Are you talking about the shampoo that I sent you some of? I think that was a Matrix product for silver hair. I can't recall the name off hand, but I didn't care for it. In my opinion, nothing worked like the original Pet Silk. Hindsight being 20/20, I should have stocked up! 
[/B][/QUOTE]

Yes, that was it! Was it called So Silver?


----------



## Tina (Aug 6, 2006)

Maden brush, purple or blue. They are great for not breaking the coat. Sno Sho whitener is one to use that won't dry out the coat. Be careful it will turn your coat blue if you don't dilute it.

Tina


----------



## Starsmom (Jan 31, 2009)

Star was a BioGroom Whitening boy. I don't know a brand name for his brush, but it was natural bristle. :blink: 

Little story here...
I ran out of the shampoo when we were on the road. I called the BioGroom Company in Longview TX, told them I had run out and couldn't by it from a JB Wholesale because we literally lived on the road. They said to stop by, so we did. Star and I met the President, accountant, receptionist, and the chemical engineer of the company. They looked Star over and said he was really pretty, and were amazed how clean he was kept. He was in full coat too! They were over joyed that he was a complete BioGroom baby. Really nice people to deal with. So I got my shampoo, and we headed for New Orleans! :biggrin:


----------



## Snuggle's Mom (Jan 3, 2008)

I use Biogroom Super whitening shampoo for Chrissy once a month, especially during the Winter as I do not want to dry out her coat. I dilute it 1 part shampoo to 4 parts water. I also started using Dove shampoo and conditioner in the light yellow bottle, also diluted and she really comes out great!!! I know that some say it causes matting, but so far Chrissy's fur has not done so. 

Snuggle's & Chrissy's Mom


----------



## sassy's mommy (Aug 29, 2005)

Madan brush :thmbup:


----------



## jmm (Nov 23, 2004)

Madan pin brush. If you keep him short, you can use a Chris Christensen slicker brush. 

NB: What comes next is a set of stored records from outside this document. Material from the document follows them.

PR #873, opened 2022-04-06
Save original envelope for debugging

acasajus:
Instead of saving the modified email save the original envelope so we can try to reproduce the problem easily


nguyenkims (approved):
LGTM!

PR #884, opened 2022-04-11
Send newrelic events on login and register

acasajus:


app/auth/views/register.py
```diff
@@ -60,6 +61,7 @@ def register():
                     hcaptcha_res,
                 )
                 flash("Wrong Captcha", "error")
+                RegisterEvent(RegisterEvent.ActionType.regsiter_catpcha_failed).send()
```
nguyenkims, line 64: There seems to be a typo in `regsiter_catpcha_failed`

nguyenkims (commented):
Hey I wonder if we should also log these events in api endpoints too?

app/auth/views/register.py
acasajus: Good catch :ok_hand:

acasajus:
> Hey I wonder if we should also log these events in api endpoints too?

Totally forgot about the api routes. I've just added the events there too :+1:

nguyenkims (approved):
LGTM!

PR #885, opened 2022-04-11
Do not show an error if we receive an unsubscribe from a different address

acasajus:
If a user has multiple addresses in a web client it's easy to send an unsubscribe message from the wrong address. Log it but don't show an error.


nguyenkims (approved):
That makes sense to decrease the logging level of this message 👌

PR #886, opened 2022-04-11
Do not assume all parts in multipart messages are processed as messages

acasajus:
Some parts of a multipart message can be kept as strings. If they are a string do not modify them.

Also added a missing formatting place.


nguyenkims (approved):
Thanks for handling this case, LGTM!

PR #891, opened 2022-04-12
Only send enum name for events intead of the full class.enum

acasajus:
So in new relic we'll see `action=login` instead of `action=RegisterEvent.Action.login`


nguyenkims (approved):
👌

I do not use whitening shampoo. I use dish soap if they're extra nasty.


----------



## bellaratamaltese (May 24, 2006)

I love my Madan brushes (and yes, I have more than one. I lose brushes as often as I lose leads) 

For whitening, I usually use Biogroom superwhite (diluted) and I use it about once a month. At Nationals in Michigan, I was roomies with Angie Stanberry and she had the Matrix So Silver, which I tried on Chowder. He turned out even whiter (and he's got a very white coat to begin with) I keep meaning to pick some up - maybe one day I actually will!


----------



## ndth (Jan 5, 2009)

Sammy and I heart heart the Madan brush!


----------



## bbry (Feb 17, 2007)

Can someone answer her question as to why madan is better than christensen?


----------



## luvmyfurbaby (Feb 11, 2007)

QUOTE (bbry @ Feb 11 2009, 05:26 PM) index.php?act=findpost&pid=724225


> Can someone answer her question as to why madan is better than christensen?[/B]


I think the pins move differently. They seem to penetrate deeper into the hair. Cindy also told me that two of the colors are a little stiffer than the others I forget which ones.


----------



## Ladysmom (Oct 19, 2004)

QUOTE (bbry @ Feb 11 2009, 04:26 PM) index.php?act=findpost&pid=724225


> Can someone answer her question as to why madan is better than christensen?[/B]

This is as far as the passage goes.